Há meses, ele vem atacando o Instituto Nacional Eleitoral pelo que vê como uma falha em dedicar recursos suficientes à publicidade e administração do voto revogatório. “Eles deveriam ter promovido o referendo desde o início, não agir de forma desonesta, calar, não promover a votação para que as pessoas não soubessem, colocar as urnas o mais longe possível”, disse o presidente em recente entrevista coletiva. , referindo-se ao instituto eleitoral. “Eles estão abertamente contra nós, contra mim.”
O instituto pediu mais dinheiro ao governo federal para fiscalizar o concurso, sem sucesso. Com apenas cerca de metade do orçamento que disse precisar, o órgão de vigilância instalou cerca de um terço das assembleias de voto que faria em uma eleição normal.
Lorenzo Córdova, líder do instituto eleitoral, conhecido pela sigla em espanhol INE, diz que está sendo preparado para fracassar.
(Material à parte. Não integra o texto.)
PR #976, opened 2026-01-06
fix: prevent scrolling bug in digital guide

24bartixx:
The issue was that the accesibility widget with cards was had circular progress indicator when it was loading data. Then the indicator was changing to SizedBox.shink()

1) height > 0
2) height = 0 or height >>> 0  
3) weird jump

I implemented cache to store previous accesibility that is fetched asynchrounously causing this loading.
Moreover, I refactor the accesibiltiy list to load the card widgets lazily and used column instead of ListView (it's already inside CustomScrollView and there is not that many cards to render them dynamically imo) for perf.

----

> [!IMPORTANT]
> Implements caching and refactors accessibility list to prevent scrolling bug and improve performance in `active_accessibility_modes_repository.dart`.
> 
>   - **Behavior**:
>     - Implements caching in `ActiveAccessibilityModesRepository` to store previous accessibility data, preventing unnecessary re-fetching.
>     - Refactors accessibility list to load card widgets lazily using `Column` instead of `ListView` for performance improvement.
>   - **Repository**:
>     - Changes `activeAccessibilityModesRepository` to a class `ActiveAccessibilityModesRepository` with caching logic in `active_accessibility_modes_repository.dart`.
> 
> <sup>This description was created by </sup>[Ellipsis](https://www.ellipsis.dev?ref=Solvro%2Fmobile-topwr&utm_source=github&utm_medium=referral)<sup> for 77dd3d6c0e815985ae7b28e8576770eb948fd6ca. You can [customize](https://app.ellipsis.dev/Solvro/settings/summaries) this summary. It will automatically update as commits are pushed.</sup>

### DIFF
--- a/lib/features/digital_guide/tabs/accessibility_dialog/data/active_accessibility_modes_repository.dart
+++ b/lib/features/digital_guide/tabs/accessibility_dialog/data/active_accessibility_modes_repository.dart
@@ -1,3 +1,4 @@
+import "dart:async";
 import "package:fast_immutable_collections/fast_immutable_collections.dart";
 import "package:riverpod_annotation/riverpod_annotation.dart";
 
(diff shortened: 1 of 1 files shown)


lib/features/digital_guide/presentation/widgets/accessibility_information_cards_list.dart
```diff
@@ -47,108 +50,117 @@ class AccessibilityInformationCardsList extends ConsumerWidget {
...
+  }
 
-        final widgets = currentModes.map((mode) => cards[mode]).toList();
+  Map<ModeWithKey, AccessibilityInformationCard> _getCardsMap(
+    BuildContext context, {
+    required AccessibilityInformationLevelsInput levels,
+    required AccessibilityInformationOptionalCommentsInput? comments,
+    required String prefix,
+    required String Function(String) accessibilityLevelType,
+  }) {
```
simon-the-shark: instead of creating a method that returns a map I would just perfer to have a declarative-style switch (even inline in the build)

simon-the-shark (approved):

PR #1021, opened 2026-02-08
fix(sks-favs): offline view

simplyNoOne:
Offline view didn't show up because subscriptions fetch was not using custom safe get.

Decided to use getAndCacheDataWithTranslation function to ensure translations and keep implementation consistent with pretty much every other repository in the project. However, because subscriptions of the user can change whenever, cache should always be invalidated.

https://github.com/user-attachments/assets/3ccd3175-2fa1-4cdc-9ff5-a38ff38c460b

----

> [!IMPORTANT]
> Use `getAndCacheDataWithTranslation` for subscription data in `SksFavouriteDishesRepository`, ensuring translations and always invalidating cache.
> 
>   - **Behavior**:
>     - Use `getAndCacheDataWithTranslation` for fetching subscription data in `SksFavouriteDishesRepository` to ensure translations and consistency.
>     - Cache for subscription data is always invalidated to handle dynamic changes.
>   - **Misc**:
>     - Removed use of custom safe get for fetching subscriptions.
> 
> <sup>This description was created by </sup>[Ellipsis](https://www.ellipsis.dev?ref=Solvro%2Fmobile-topwr&utm_source=github&utm_medium=referral)<sup> for f31746e2923796baad3d21a1eba3689dd23ebd49. You can [customize](https://app.ellipsis.dev/Solvro/settings/summaries) this summary. It will automatically update as commits are pushed.</sup>

### DIFF
--- a/lib/features/sks/sks_favourite_dishes/data/repository/sks_favourite_dishes_repository.dart
+++ b/lib/features/sks/sks_favourite_dishes/data/repository/sks_favourite_dishes_repository.dart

“Não é só o presidente”, disse Córdova, “há uma campanha orquestrada, sistemática e bem desenhada para desacreditar o INE”. capturar.”
A Suprema Corte do país disse que os partidos políticos não podem anunciar o recall e, no entanto, o rosto de López Obrador apareceu em placas em todo o país. Córdova diz que o instituto eleitoral não determinou quem está pagando por todos os anúncios, mas disse que há pelo menos o dobro deles em estados onde o partido do presidente concorrerá nas eleições para governador em junho.
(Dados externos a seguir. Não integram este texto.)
PR #1028, opened 2026-02-13
fix(sci-clubs): overlapping issue

24bartixx:
# How it was: 

image

# Issue
The search icon (part of expandable widget on click) is positioned in a stack so it overlaps the text. However, the text was part of a full-width widget that was used in the home screen 
image
image
Therefore, it would be difficult to position it exactly after the text every time (which could result in overflow, etc.) Besides looking at bottom sheets and filter designs on Dribble and Google I realized that the expandable search icon next to section title is not a common way to go. It would be the best to position it below the header but then the expansion would be lost (and the hard work of the person who did it)
image

# Solution
Eventually, I moved the Clear button to the bottom next to Submit button and moved the search icon to the right. Now, on expansion the search bar has the same width as it used to and the expansion animation looks better, as it expands towards the left only now.

# Screenshots
image
image
image

# Inspiration with the buttons
image
image

What do you think about this refactor? If you have better idea let me know

----

> [!IMPORTANT]
> Fix overlapping issue in science club filters by repositioning UI elements and refactoring buttons.
> 
>   - **UI Adjustments**:
>     - Moved Clear button next to Submit button in `filters_sheet.dart`.
>     - Repositioned search icon to the right in `filters_search.dart`.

“Isso faz você suspeitar que há intencionalidade política”, por trás da campanha de marketing, disse Córdova.
Há, é claro, benefícios estratégicos que podem advir de pedir ao país que avalie se gosta ou não do presidente neste momento específico. O Sr. López Obrador fundou seu partido político e tem um interesse óbvio em fazer todo o possível para garantir sua vitória nas eleições gerais para substituí-lo em 2024.
Os padrões de votação no recall dirão ao presidente onde estão as fraquezas de seu lado – e quais dos potenciais candidatos a presidente podem levar as pessoas às urnas.
“É uma espécie de experimento, um ensaio”, disse Blanca Heredia, professora do CIDE, uma instituição de pesquisa da Cidade do México. “Olhando para 2024, ele pode medir a capacidade de seus operadores para mobilizar o voto.”
Aconteça o que acontecer no domingo, para muitos no México, é difícil ver como o primeiro recall presidencial do país prejudicará seriamente esse presidente.“Andrés Manuel tem essa coisa de que mesmo quando ele perde, ele ganha”, disse a Sra. Heredia. “Ele sempre tem um jeito de transformar uma derrota em um triunfo.”